Excerpted records
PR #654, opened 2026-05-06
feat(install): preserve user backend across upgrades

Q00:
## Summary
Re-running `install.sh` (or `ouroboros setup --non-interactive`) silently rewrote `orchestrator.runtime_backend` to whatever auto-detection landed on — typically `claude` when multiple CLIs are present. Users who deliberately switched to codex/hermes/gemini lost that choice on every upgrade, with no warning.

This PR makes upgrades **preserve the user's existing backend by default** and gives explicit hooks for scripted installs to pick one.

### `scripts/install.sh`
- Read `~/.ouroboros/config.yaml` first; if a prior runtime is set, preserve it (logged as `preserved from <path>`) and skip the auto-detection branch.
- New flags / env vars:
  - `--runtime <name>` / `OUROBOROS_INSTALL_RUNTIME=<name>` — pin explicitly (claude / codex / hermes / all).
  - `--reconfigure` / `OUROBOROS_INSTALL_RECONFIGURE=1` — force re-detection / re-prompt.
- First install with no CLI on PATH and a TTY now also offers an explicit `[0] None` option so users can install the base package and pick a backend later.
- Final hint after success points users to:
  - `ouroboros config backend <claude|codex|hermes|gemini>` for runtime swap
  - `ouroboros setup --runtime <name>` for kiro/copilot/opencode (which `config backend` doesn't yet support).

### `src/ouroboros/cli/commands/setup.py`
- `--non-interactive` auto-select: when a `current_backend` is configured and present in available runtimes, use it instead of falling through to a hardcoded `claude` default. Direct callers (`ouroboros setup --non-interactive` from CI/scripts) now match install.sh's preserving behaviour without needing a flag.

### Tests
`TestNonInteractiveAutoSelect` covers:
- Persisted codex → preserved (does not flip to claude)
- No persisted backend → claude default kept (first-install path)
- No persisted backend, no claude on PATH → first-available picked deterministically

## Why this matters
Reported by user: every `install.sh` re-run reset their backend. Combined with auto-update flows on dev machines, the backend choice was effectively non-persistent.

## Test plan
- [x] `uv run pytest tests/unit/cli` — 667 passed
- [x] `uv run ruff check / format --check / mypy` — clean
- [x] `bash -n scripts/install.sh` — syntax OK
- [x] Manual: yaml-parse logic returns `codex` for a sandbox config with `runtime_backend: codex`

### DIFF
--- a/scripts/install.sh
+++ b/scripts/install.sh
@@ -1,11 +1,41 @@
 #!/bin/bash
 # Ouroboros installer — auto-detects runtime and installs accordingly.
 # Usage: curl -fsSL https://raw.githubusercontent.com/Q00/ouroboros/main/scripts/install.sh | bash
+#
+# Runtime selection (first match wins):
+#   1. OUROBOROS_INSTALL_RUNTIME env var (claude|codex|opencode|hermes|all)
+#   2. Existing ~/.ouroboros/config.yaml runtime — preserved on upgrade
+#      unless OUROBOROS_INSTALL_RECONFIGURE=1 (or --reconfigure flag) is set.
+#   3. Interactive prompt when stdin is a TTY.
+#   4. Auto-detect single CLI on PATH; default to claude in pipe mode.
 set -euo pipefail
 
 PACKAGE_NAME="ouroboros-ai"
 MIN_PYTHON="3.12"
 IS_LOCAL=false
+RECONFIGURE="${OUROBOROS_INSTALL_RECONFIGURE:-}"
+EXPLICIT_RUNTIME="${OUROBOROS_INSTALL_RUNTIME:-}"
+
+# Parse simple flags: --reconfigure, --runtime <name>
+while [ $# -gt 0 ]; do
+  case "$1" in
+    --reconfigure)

Task to carry out
Would you output the full listing exactly as it stands?

Answer for this exercise
PR #654, opened 2026-05-06
feat(install): preserve user backend across upgrades

Q00:
## Summary
Re-running `install.sh` (or `ouroboros setup --non-interactive`) silently rewrote `orchestrator.runtime_backend` to whatever auto-detection landed on — typically `claude` when multiple CLIs are present. Users who deliberately switched to codex/hermes/gemini lost that choice on every upgrade, with no warning.

This PR makes upgrades **preserve the user's existing backend by default** and gives explicit hooks for scripted installs to pick one.

### `scripts/install.sh`
- Read `~/.ouroboros/config.yaml` first; if a prior runtime is set, preserve it (logged as `preserved from <path>`) and skip the auto-detection branch.
- New flags / env vars:
  - `--runtime <name>` / `OUROBOROS_INSTALL_RUNTIME=<name>` — pin explicitly (claude / codex / hermes / all).
  - `--reconfigure` / `OUROBOROS_INSTALL_RECONFIGURE=1` — force re-detection / re-prompt.
- First install with no CLI on PATH and a TTY now also offers an explicit `[0] None` option so users can install the base package and pick a backend later.
- Final hint after success points users to:
  - `ouroboros config backend <claude|codex|hermes|gemini>` for runtime swap
  - `ouroboros setup --runtime <name>` for kiro/copilot/opencode (which `config backend` doesn't yet support).

### `src/ouroboros/cli/commands/setup.py`
- `--non-interactive` auto-select: when a `current_backend` is configured and present in available runtimes, use it instead of falling through to a hardcoded `claude` default. Direct callers (`ouroboros setup --non-interactive` from CI/scripts) now match install.sh's preserving behaviour without needing a flag.

### Tests
`TestNonInteractiveAutoSelect` covers:
- Persisted codex → preserved (does not flip to claude)
- No persisted backend → claude default kept (first-install path)
- No persisted backend, no claude on PATH → first-available picked deterministically

## Why this matters
Reported by user: every `install.sh` re-run reset their backend. Combined with auto-update flows on dev machines, the backend choice was effectively non-persistent.

## Test plan
- [x] `uv run pytest tests/unit/cli` — 667 passed
- [x] `uv run ruff check / format --check / mypy` — clean
- [x] `bash -n scripts/install.sh` — syntax OK
- [x] Manual: yaml-parse logic returns `codex` for a sandbox config with `runtime_backend: codex`

### DIFF
--- a/scripts/install.sh
+++ b/scripts/install.sh
@@ -1,11 +1,41 @@
 #!/bin/bash
 # Ouroboros installer — auto-detects runtime and installs accordingly.
 # Usage: curl -fsSL https://raw.githubusercontent.com/Q00/ouroboros/main/scripts/install.sh | bash
+#
+# Runtime selection (first match wins):
+#   1. OUROBOROS_INSTALL_RUNTIME env var (claude|codex|opencode|hermes|all)
+#   2. Existing ~/.ouroboros/config.yaml runtime — preserved on upgrade
+#      unless OUROBOROS_INSTALL_RECONFIGURE=1 (or --reconfigure flag) is set.
+#   3. Interactive prompt when stdin is a TTY.
+#   4. Auto-detect single CLI on PATH; default to claude in pipe mode.
 set -euo pipefail
 
 PACKAGE_NAME="ouroboros-ai"
 MIN_PYTHON="3.12"
 IS_LOCAL=false
+RECONFIGURE="${OUROBOROS_INSTALL_RECONFIGURE:-}"
+EXPLICIT_RUNTIME="${OUROBOROS_INSTALL_RUNTIME:-}"
+
+# Parse simple flags: --reconfigure, --runtime <name>
+while [ $# -gt 0 ]; do
+  case "$1" in
+    --reconfigure)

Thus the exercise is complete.